Exactly the lines from the one containing "I ran into an" through the end of the data below are to be reproduced, and nothing besides them.

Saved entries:
----

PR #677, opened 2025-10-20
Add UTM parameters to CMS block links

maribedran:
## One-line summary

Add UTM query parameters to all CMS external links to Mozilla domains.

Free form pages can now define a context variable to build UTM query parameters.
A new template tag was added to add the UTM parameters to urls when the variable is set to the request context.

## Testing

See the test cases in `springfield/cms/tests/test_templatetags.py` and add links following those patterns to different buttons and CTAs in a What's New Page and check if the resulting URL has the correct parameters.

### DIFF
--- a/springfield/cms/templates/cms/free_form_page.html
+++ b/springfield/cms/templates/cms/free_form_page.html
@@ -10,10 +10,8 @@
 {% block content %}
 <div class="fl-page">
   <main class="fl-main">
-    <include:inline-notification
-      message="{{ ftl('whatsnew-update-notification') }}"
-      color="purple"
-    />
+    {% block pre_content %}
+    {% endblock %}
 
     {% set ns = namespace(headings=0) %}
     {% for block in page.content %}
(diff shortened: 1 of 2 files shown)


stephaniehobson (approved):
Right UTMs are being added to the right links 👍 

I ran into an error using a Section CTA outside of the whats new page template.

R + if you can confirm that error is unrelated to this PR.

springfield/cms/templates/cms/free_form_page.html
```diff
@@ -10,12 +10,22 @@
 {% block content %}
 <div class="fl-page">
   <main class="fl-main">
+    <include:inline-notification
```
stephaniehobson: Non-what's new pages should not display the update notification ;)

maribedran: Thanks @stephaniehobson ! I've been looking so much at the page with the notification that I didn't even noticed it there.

----

### Reply
I ran into an error using a Section CTA outside of the whats new page template.

R + if you can confirm that error is unrelated to this PR.

springfield/cms/templates/cms/free_form_page.html
```diff
@@ -10,12 +10,22 @@
 {% block content %}
 <div class="fl-page">
   <main class="fl-main">
+    <include:inline-notification
```
stephaniehobson: Non-what's new pages should not display the update notification ;)

maribedran: Thanks @stephaniehobson ! I've been looking so much at the page with the notification that I didn't even noticed it there.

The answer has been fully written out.